- _Collected data entries_
════════════════

PR #618, opened 2026-01-18
Wake-Word

tachyonicbytes:
## Before Submitting This PR

**Please confirm you have done the following:**

- [X] I have searched [existing issues](https://github.com/cjpais/Handy/issues) and [pull requests](https://github.com/cjpais/Handy/pulls) (including closed ones) to ensure this isn't a duplicate
- [X] I have read [CONTRIBUTING.md](../CONTRIBUTING.md)

**If this is a feature or change that was previously closed/rejected:**

- [ ] I have explained in the description below why this should be reconsidered
- [ ] I have gathered community feedback (link to discussion below)

## Human Written Description

Hi! This is a Draft PR for the discussion of the WakeWord implementation. I chose a draft PR because the code is not production ready, and most likely won't be until we sort out all the details.

I started from the [openWakeWord](https://github.com/dscripka/openWakeWord) project, that seems to train wakewords, as well as provide an inference engine based on onnx to run them.

In order to understand how openWakeWord works, I stripped the entire logic and one example into a single file, very easy to understand, that I provide in this [github gist](https://gist.github.com/tachyonicbytes/850ffd8c7a02d7d87a44521592e46541) here.

Basically, there are three models, the melspectrogram model, the embedding model from google and the actual wakeword model. And all that's needed is chopping up the audio into suitable pieces (resampling if needed), feeding the input from one model into the other up until the wakeword model, which gives us the prediction. The "Hey Mycroft" model seemed to have the best activation from all the models included.

Secondly, I translated the code to Rust, as a standalone example, provided in this [github gist](https://gist.github.com/tachyonicbytes/1e4be48ef5029ad958642a282d406144) here. There are some more goodies than the simple example here. A project that already ports a form of openWakeWord to rust already [exists](https://github.com/skoky/oww_rs), but I couldn't make it work.

Using the functional code from this example, I was able to implement a very rudimentary wakeword function for Handy, using the already present "Always-On Microphone", that's a prerequisite for the wakeword to function.

I posit that the models themselves are small enough and the license is not problematic to distribute them along with the app, not making the user also download them, but closer inspection of the openWakeWord repo should be done in order to do so. Otherwise, we can just download them like we do for the transcription models.

There is an additional question of stopping the recording after the wakeword was uttered. For the simple example, I did a 5 second delay, but we should find something more permanent here.

[...]

PR #1469, opened 2026-06-03
feat: hands-free always-on capture with transcript-prefix command gate

jaredirish:
## What

Adds an opt-in **hands-free always-on capture** mode: the mic stays open, every utterance is logged to local history, and an utterance is pasted at the cursor **only when it starts with a wake word** (default "dude"), which is stripped before paste. Everything else is captured to history but never typed. No shortcut press.

Toggle lives in **Settings → Advanced → Experimental** ("Hands-Free Always-On Capture").

```mermaid
flowchart LR
    A["🎤 Always-on mic<br/>(no shortcut)"] --> B["Auto-segment<br/>Silero VAD"]
    B --> C{"Starts with<br/>wake word?"}
    C -->|"&quot;dude hello world&quot;"| D["Strip wake word<br/>paste: <b>hello world</b>"]
    C -->|"&quot;just thinking out loud&quot;"| E["ambient"]
    D --> G["⌨️ Text cursor"]
    D --> F[("Local history<br/>everything logged")]
    E --> F
    classDef cmd fill:#0d2a14,stroke:#2EA043,color:#fff;
    classDef amb fill:#21262d,stroke:#8B949E,color:#c9d1d9;
    class D,G cmd;
    class E amb;
```

Green path pastes at the cursor; grey path is logged only. Everything lands in local history; only wake-word phrases reach the cursor.

## Relationship to #618 (Wake-Word)

This is a **lighter-weight, complementary** take on #618. Where #618 uses an acoustic openWakeWord ONNX model, this gates on the **transcript prefix** — no extra model to load, any wake word works, and it reuses the in-tree Silero VAD for segmentation. It deliberately reuses #618's `with_speech_frame_callback` scaffolding idea. Happy to align with #618 if you'd prefer a single path.

## How it works

- New serde-defaulted settings: `hands_free_capture`, `wake_word`, `wake_word_required_for_paste`, `capture_all_to_history`.
- Continuous Silero-VAD segmentation drives a single serialized worker; never blocks the audio callback.
- `wake_word_required_for_paste: false` → pure always-on dictation (pastes everything).
- Whole-word leading match: a mid-sentence "okay dude…" does **not** trigger paste.

## Tests

73 unit tests pass, including 8 for `strip_wake_word` (the no-paste-spray guarantee) and 3 for the VAD segmenter.

## Notes

- Backend validated on Linux (Docker, CI-style); `.app` built and live-tested on macOS (Apple Silicon).
- Includes a small `build.rs` escape hatch (`HANDY_DISABLE_APPLE_INTELLIGENCE=1`) so Command-Line-Tools-only toolchains (no full Xcode → no `FoundationModels` macro plugin) can still build the stub. Trivial to drop if unwanted.

---

Draft for discussion — happy to reshape around #618.


koloved:
DUDE, Do you have a build for Windows? I can test it. What is the additional CPU load as a result of using this function?

cjpais:
I can kick off a build later for you

koloved:
@cjpais Yes, that would be great. Of course, I can try to put this together in my branch along with my functionality. But I think it's better to test the clean version without my vibe coding

jaredirish:
Dude, I have the Mac Build, do you need me to post it? works pretty well!

koloved:
@cjpais @jaredirish I check the box in the settings for this feature as described in the description, but the recording still doesn't start on the keyword. No matter how I say it: loudly, quietly, close to the microphone, far away, in different variations, whatever I say, nothing happens.

jaredirish:
I'm not sure the bug, if I boot Handy, make Parakeet active, and then hit the hands free capture, it does both hands free and DUDE functions.   What was the situation 

> @cjpais @jaredirish I check the box in the settings for this feature as described in the description, but the recording still doesn't start on the keyword. No matter how I say it: loudly, quietly, close to the microphone, far away, in different variations, whatever I say, nothing happens.

koloved:
@jaredirish I have no idea what's wrong, buddy. But I did everything exactly as you said. No matter how I said it, nothing happened.

DomenickD3:
I also had the same experience of it not working. I'm on Windows 11 x64.

I forked the fork, and applied suggested fix by codex in src-tauri/src/commands/audio.rs: https://github.com/DomenickD3/Handy/commit/1c50f6a60a8d3884851a9ba2e742be369ff3f810#diff-758f6da1961e1c3c36b9dff244edfbe4c7f341ee1fda61fd2cfd5af2ccf43447.

This resolved the issue for me. I haven't had time to read through the rest code to be knowledgeable if this is an appropriate fix.

koloved:
@jaredirish Can you add this fix or look into it so we can test everything? And if it works, then we can roll out the updates too.

jaredirish:
I'm not sure the bug, if I boot Handy, make Parakeet active, and then hit the hands free capture, it does both hands free and DUDE functions.   What was the situation 

> @cjpais @jaredirish I check the box in the settings for this feature as described in the description, but the recording still doesn't start on the keyword. No matter how I say it: loudly, quietly, close to the microphone, far away, in different variations, whatever I say, nothing happens.

jaredirish:
Update: found the actual bug behind this. `start_hands_free()` was silently swallowing a failed microphone-open — the toggle would flip to "on" and the setting would persist even when the mic never actually opened, so the wake word had nothing to listen to. Fixed in ee07d26: the start command now only marks the setting enabled once the loop has genuinely started, and surfaces a real error to the UI otherwise.

Also fixed a separate frontend bug where the toggle always showed "off" on load regardless of actual backend state (28c85af), which made it look like it needed re-enabling on every restart.

@DomenickD3 — your fix targeted `update_microphone_mode`, which doesn't exist anymore after upstream's transcribe-cpp refactor, but it was the same root-cause shape, just in a different function.

Branch is rebased on current `main` and passing `cargo test --lib` (282 tests) + a live macOS test — VAD segmentation, wake-word gating, and capture-all-to-history all confirmed working end to end. @koloved / @DomenickD3 — if either of you get a chance to re-test (Windows especially, since I've only verified on macOS), that'd help a lot before this comes out of draft.

PR #1487, opened 2026-06-09
fix(paste): release the modifier keys after pasting with wtype

Yusyuriv:
## Before Submitting This PR

## Human Written Description

I'm using `Ctrl+Shift+V` paste method. I noticed that when I press the hotkey, dictate the text, and release the hotkey, the next time I press the hotkey, it does nothing, Handy doesn't pop up. However, if I press the hotkey, wait for the popup, and release it without speaking, it keeps working. Pressing Super after transcription also fixes this bug until the next transcription. This made me think the problem is in the pasting code. I found out that when using `wtype`, the code correctly holds the modifier keys when pasting (`-M ctrl -M shift -k v`), but never releases the modifier keys after. I made it release the modifiers after pasting: `-M ctrl -M shift -k v -m shift -m ctrl`. [Related documentation](https://man.archlinux.org/man/extra/wtype/wtype.1.en#OPTIONS)

## Related Issues/Discussions

I haven't found any.

## Testing

I ran Handy before this change and after. Before this change, the bug was present. After this change, Handy keeps working as expected, and the bug is no longer present.

## AI Assistance


cjpais:
thanks

PR #1488, opened 2026-06-09
Add setting for mic fallback when in clamshell mode 

anchpop:
Note: This PR is only intended to change the behavior for MacOS. The same principles apply to windows and linux, but I don't have testing environments for those two.

## Problem

**For clarity, I'll restate the reason we want a clamshell mode in the first place:**

I use airpods with my mac, but it's annoying when the the airpods' mic is enabled because it lowers the audio quality. So I set handy to use the built-in mic.

But I also sometimse use my mac in clamshell mode (lid closed + external display). In that case, I have no choice but to use the airpods, beacuse the built-in mic can't pick up anything when the lid is closed. 

This basically meaens I have to keep going in and out of the settings. 

**But we already have a settng for this**

I found out while implementing this that there's already a debug option that does the same thing as what I implemented. But I didn't know that before, and I would assume most handy users don't either. You have to enable debug mode (which I didn't know about), then go to the debug tab and enable it. 

So the real problem solved by this PR is that the settings for clamshell mode are difficult to find 

## Community interest

Clamshell settings were requested in #326, implemented in #329, and the implementation was tweaked in #348. Given this, I think there is a moderate amount of interest in this.

## Solution

A new collapsable menu in the main settings page, only visible on macs, with clamshell settings.

Menu closed: 
CleanShot 2026-06-09 at 01 31 54@2x

Menu open: 
CleanShot 2026-06-09 at 01 32 03@2x

With this, we can also remove the the clamshell mic picker in the debug settings.

## Before Submitting This PR

## Human Written Description

(This entire PR description was written by me or adapted from the template, no AI was used to write it.)

## Testing

TBD

## AI Assistance

- [x] AI was used

**If AI was used:**

- Tools used: Claude, Codex
- How extensively: Implementation written by Claude and reviewed by Codex. I have looked at the code, but not yet as extensively as I plan to, which is why the PR is a draft. I also want to refine the UI a bit.


anchpop:
Closing because I'm thinking this is probably too niche a feature to justify including in the front page

PR #1497, opened 2026-06-10
Add configurable models storage directory

### LINKED ISSUE #1496: Feature Request: Configurable models storage directory (default to install folder instead of AppData on C:)
## Problem

On Windows, language models are always stored in the user profile AppData directory:

```
C:\Users\{username}\AppData\Roaming\com.pais.handy\models\
```

This is hardcoded via `app_data_dir()` in `ModelManager::new()` (`src-tauri/src/managers/model.rs`).

For many users this is inconvenient because:
- The system drive (C:) may have limited free space, while models are large (hundreds of MB to ~1.1 GB each)
- Users may prefer to keep models on another drive/partition (D:, external SSD, etc.)
- Portable installs on non-C: drives still end up storing models on C: unless portable mode was chosen at install time

## Current workaround (partial)

Handy already supports **portable mode** (`src-tauri/src/portable.rs`), where all user data (settings, models, recordings, logs) is stored in `{install_dir}/Data/` when a `portable` marker file exists next to the executable.

However, this is not a full solution for this use case:
1. It must be selected at install time (or manually by creating the marker file)
2. It relocates **all** app data, not just models
3. Normal installs have no UI setting to change the models path after installation

## Proposed feature

Add a **Settings → Models → Storage location** option that lets users choose where downloaded models are stored.

Suggested behavior:
- **Default for normal installs:** `{install_dir}/models/` (next to the executable), not AppData on C:
- **Allow custom path:** folder picker to choose any directory (e.g. `D:\AI\Models\Handy\`)
- **Migration:** when changing the path, offer to move existing downloaded models to the new location
- **Validation:** check free disk space and write permissions before saving the new path

Portable mode could continue to use `{install_dir}/Data/models/` as today, or respect the same setting within the portable data root.

## Why this helps

- Saves space on C: for users with small system SSDs
- Makes Handy easier to use on multi-drive setups without requiring a full portable reinstall
- Aligns with user expectations that large ML assets live near the application or on a chosen data drive

## Environment

- OS: Windows (also relevant for Linux/macOS users who want models outside `~/.config` / `~/Library`)
- App: Handy (Tauri)
- Affected area: model download, discovery, and custom model auto-detection

Thanks for this great offline speech-to-text tool!

presetslrdev:
## Summary
- Adds **Settings → Models → Storage location** with the current models path and a **Choose Folder** button
- Defaults to the installation folder (`{install_dir}/models`, or `{install_dir}/Data/models` for portable installs)
- Offers optional migration when picking a new folder (moves models and removes them from the old location)

Closes #1496

## Motivation
On Windows, models are stored on drive C: under AppData by default. Users with small system SSDs or multi-drive setups need models stored next to the application install directory.

## Test plan
- [ ] Open Settings → Models and verify the default path is the installation folder
- [ ] Use **Choose Folder** to pick another path and verify downloads land there
- [ ] Confirm the migration prompt moves models and removes them from the old folder
- [ ] Verify portable installs resolve to `{install_dir}/Data/models`


cjpais:
duplicate #874

Issue #660, opened 2026-01-24
[BUG] state lost: mute while recoding turns off mute when recording finished instead of restoring state


Morriz:
## Before You Submit

**Please search [existing issues](https://github.com/cjpais/Handy/issues) to avoid duplicates.** Your bug may already be reported! Right now it's just me maintaining this project so many issues can be overwhelming! Help me out by checking first.

## Bug Description

mute while recoding turns off mute when recording finished, instead of restoring previous state

## System Information

**App Version:**

v0.7.0

**Operating System:**

macOS latest

**CPU:**
Aplple M3 Max

**GPU:**

cjpais:
I'm sorry I don't understand the bug, can you walk through the flow step by step, along with your expectation? I just want to know clearly and explicitly what I should be reproducing

cjpais:
@Morriz what is the issue? I need more explanation otherwise this will be closed

PR #1417, opened 2026-05-20
fix: replace osascript with CoreAudio for macOS mute

t2o2:
## Before Submitting This PR

- [x] I have searched [existing issues](https://github.com/cjpais/Handy/issues) and [pull requests](https://github.com/cjpais/Handy/pulls) (including closed ones) to ensure this isn't a duplicate
- [x] I have read [CONTRIBUTING.md](https://github.com/cjpais/Handy/blob/main/CONTRIBUTING.md)

## Human Written Description

double initiation of recording when `Mute While Recording` is enabled on MacOS.

- Handy is able to mute immediately, however the recording is paused and then restarted again.
- Painful UX, I have to check the toolbar and make sure I only start speaking when the recording icon flashed up for the second time.

## Related Issues/Discussions

Other users are experiencing the same thing [issue 1101](https://github.com/cjpais/Handy/issues/1101)

## Testing

Built locally correctly and tested fine.

## Screenshots/Videos

Tested on macOS 15.5

Settings:
- Mute While Recording: enabled
- Audio Feedback: enabled
- Mode: toggle / push-to-talk

Before: microphone indicator blinks/reinitializes and first word is clipped.
After: no double initialization observed; first word is captured.

before:
https://github.com/user-attachments/assets/072af370-c202-42c6-88a1-93bd3b6f84ff

after:
https://github.com/user-attachments/assets/f1e1f5fc-5c4d-4f4f-95e6-e488fa720d5e

## AI Assistance

- [ ] No AI was used in this PR
- [x] AI was used (please describe below)

- Tools used: pi + gpt 5.5 + opus 4.6 (advisor)
- How extensively: one-shot

PR #672, opened 2026-01-26
fix: race conditions

joshribakoff:
## Before Submitting This PR

**Please confirm you have done the following:**

- [x] I have searched [existing issues](https://github.com/cjpais/Handy/issues) and [pull requests](https://github.com/cjpais/Handy/pulls) (including closed ones) to ensure this isn't a duplicate
- [x] I have read [CONTRIBUTING.md](https://github.com/cjpais/Handy/blob/main/CONTRIBUTING.md)

## Human Written Description

Implements state machine, single source of truth, declarative UI pattern, testing pattern, fixes race conditions at multiple layers. Trades off concurrency for simplicity, laying the foundation for future extensibility (and concurrency). Replaces jQuery style imperative UI management with React style declarative updates.

I am new to Rust and tried to do my best with AI, open to feedback / feel free to close and "steal" the idea but I would love feedback and/or credit!

## Related Issues/Discussions

Fixes #641, #462

## How to Reproduce

Three ways to trigger / different issue(s):

1. **During transcription**: Record something, release hotkey, then while transcribing trigger the hotkey again., global lock solves it
2. **Rapid toggle**: Quickly press and release the hotkey multiple times in succession capturing small empty audio packets rapidly, causes "deadlock" (not responding), global lock solves it.
3. **Hold and spam**: Hold down the hotkey key rapidly (same as 2) but UI panel disappears but audio cues indicates its still recording (which it is). Global lock does not solve it, required declarative UI.

## Testing

Tested locally by triggering all three reproduction scenarios above.

## AI Assistance

- [x] AI was used (please describe below)

**If AI was used:**

- Tools used: Claude Code
- How extensively: Pair programming to implement the global lock and declarative UI sync

---

The app has multiple sources of state that can get out of sync - different mutex locks at different layers, imperative UI updates with delays that don't get cancelled. This PR demonstrates a pattern that fixes the UI overlay and tray icon: a single source of truth state machine where UI syncs declaratively when the phase changes (similar to React's model).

════════════════

- _Try it_
Go through the data, and copy each line in which the word "classDef" appears.

- _Completed exercise_
    classDef cmd fill:#0d2a14,stroke:#2EA043,color:#fff;
    classDef amb fill:#21262d,stroke:#8B949E,color:#c9d1d9;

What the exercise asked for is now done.